Keywords: Caregiver, Somniloquy

INTRODUCTION
Sleep-disordered breathing (SDB) is an increasing common disorder, with at least half
of people over the age of 65 experiencing disturbed sleep, with a further 25% of children
experiencing SDB by adolescence. Obstructive Sleep Apnea, Central Sleep Apnea, Upper
Airway Resistance and obesity hyperventilation are the most common SDB observed and are
characterized by interrupted breathing with different causes. For example, the most common
sleep disorder, Obstructive Sleep Apnea, is caused by cessation of breathing due to obstructed
airways. Central Sleep Apnea, which is more common among heart failure patients, is caused
by impaired cardiovascular and breathing control systems. Due to an aging population as well
as to an increase in the obesity among the general population, the numbers of patients with
SDB is expected to rise significantly in the future.

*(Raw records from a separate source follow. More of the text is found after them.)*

PR #790, opened 2025-12-16
feat: replace i18next-parser with i18next-cli

espeon:
i18next-parser was discontinued in september and they recommend switching


iameli (approved):
cool

PR #795, opened 2025-12-18
Sign segments with separate publisher key

### LINKED ISSUE #705: scope stream keys to the node that published them
Basically: currently `place.stream.key` records are global and unscoped. This means I could change my Streamplace node from `stream.place` to `streamplace.example.com` and stream in with the same key. This might seem like good UX, but comes with the huge downside that every Streamplace node that you ingest into could impersonate you to any other Streamplace node, which is really bad. If an attacker compromises `crappy-insecure-streamplace-node.com`, that shouldn't allow them to turn around and create a valid livestream for all of its users on `stream.place`.

The _reccomended_ soution for people that really care about this stuff is to run Streamplace Desktop locally adjacent to OBS and stream into that, using syndication to get the stream out onto the internet. That way the stream key stays fully custodial and never leaves your computer (and we can even use hardware signing with our PKCS#11 support, which I'm excited about.) But:

A. We're not ready with Streamplace Desktop and 
B. It's just not realistic for all use cases; doing local signing and broadcast from a phone with a crappy cell connection is a terrible idea.

So, the proposed solution: break apart the `c2pa.created` and `c2pa.published` actions. The creator signs a manifest using their stream key (either custodially or by including the private key in the OBS stream key field). Then, the broadcaster composes that segment and signs a `c2pa.published` action, using the first segment as an ingredient. **Importantly, both of these keys must be present in any Streamplace segment ingested by nodes. If you don't have both, you're looking at an unpublished segment; unpublished segments are implied to be personal-private and must not be distributed.**

So, some steps:

1. Create a new `place.stream.broadcast.publisherKey` record. The schema will look very similar to `place.stream.key`.
2. Add a `publisher` field to `place.stream.key` that is a reference to the DID. When we release this, all `place.stream.key`s without a publisher field will be deprecated.
3. While we're at it, let's pop an optional `expiresAt` field on both of those.
4. Teach Streamplace nodes to generate a publisher key (secp256k1) on boot and store in it statefuldb/publish it to the broadcaster's repository.
5. In the ingest pipeline, rewrite the signing process to do the double-signing scheme mentioned above.
6. In the validation pipeline, reject any segments that aren't double-signed. Validate that the `c2pa.published` action matches a valid, un-expired key, and that the `publisher` field of `place.stream.key` matches the identity that published the segment.

We have two more problems to solve here, but I'll write them up as separate tickets:

1. The `publisher` field of a `place.stream.key` record could be modified to point to somebody else, breaking all of the publisher-pinning semantics. To fix this we need to somehow add the publisher to the OBS stream key. So we'll figure that out.
2. The double-signing semantics make sense for livestreaming but archival is kinda weird. Currently, if a streamer deletes their `place.stream.key` record, we'll stop validating archived segments as "theirs". That's a little weird but probably okay. But a publisher deleting their `place.stream.broadcast.publisherKey` record shouldn't invalidate a users' segments? So we might need to figure out different publishing semantics around archival.

makew0rld:
Fixes #705 

**The PR builds on top of #716, so that PR must be merged before this diff can work.**

Still having some test issues, but we can resolve that later and in #705.


makew0rld:
Replaced by #807

PR #797, opened 2025-12-19
devex: use mise and confirm on CI build that mise works

espeon:


mise.toml
```diff
@@ -0,0 +1,7 @@
+[tools]
+go = "latest"
```
iameli, line 2: Hmm this isn't true exactly but I think it's fine, the latest version of Go should downgrade automatically to whatever we have in go.mod

iameli (approved):
Sweet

Consequently, sleep disordered research
and requirements for more convenient sleep monitoring devices are predicted to expand
rapidly.
One of the main goals of this project is to provide maximum convenience to the user
or patient during ECG measurements, especially for prolonged use. Wireless technology is
ability to generate interactive healthcare utilizing modern technology and telecommunication.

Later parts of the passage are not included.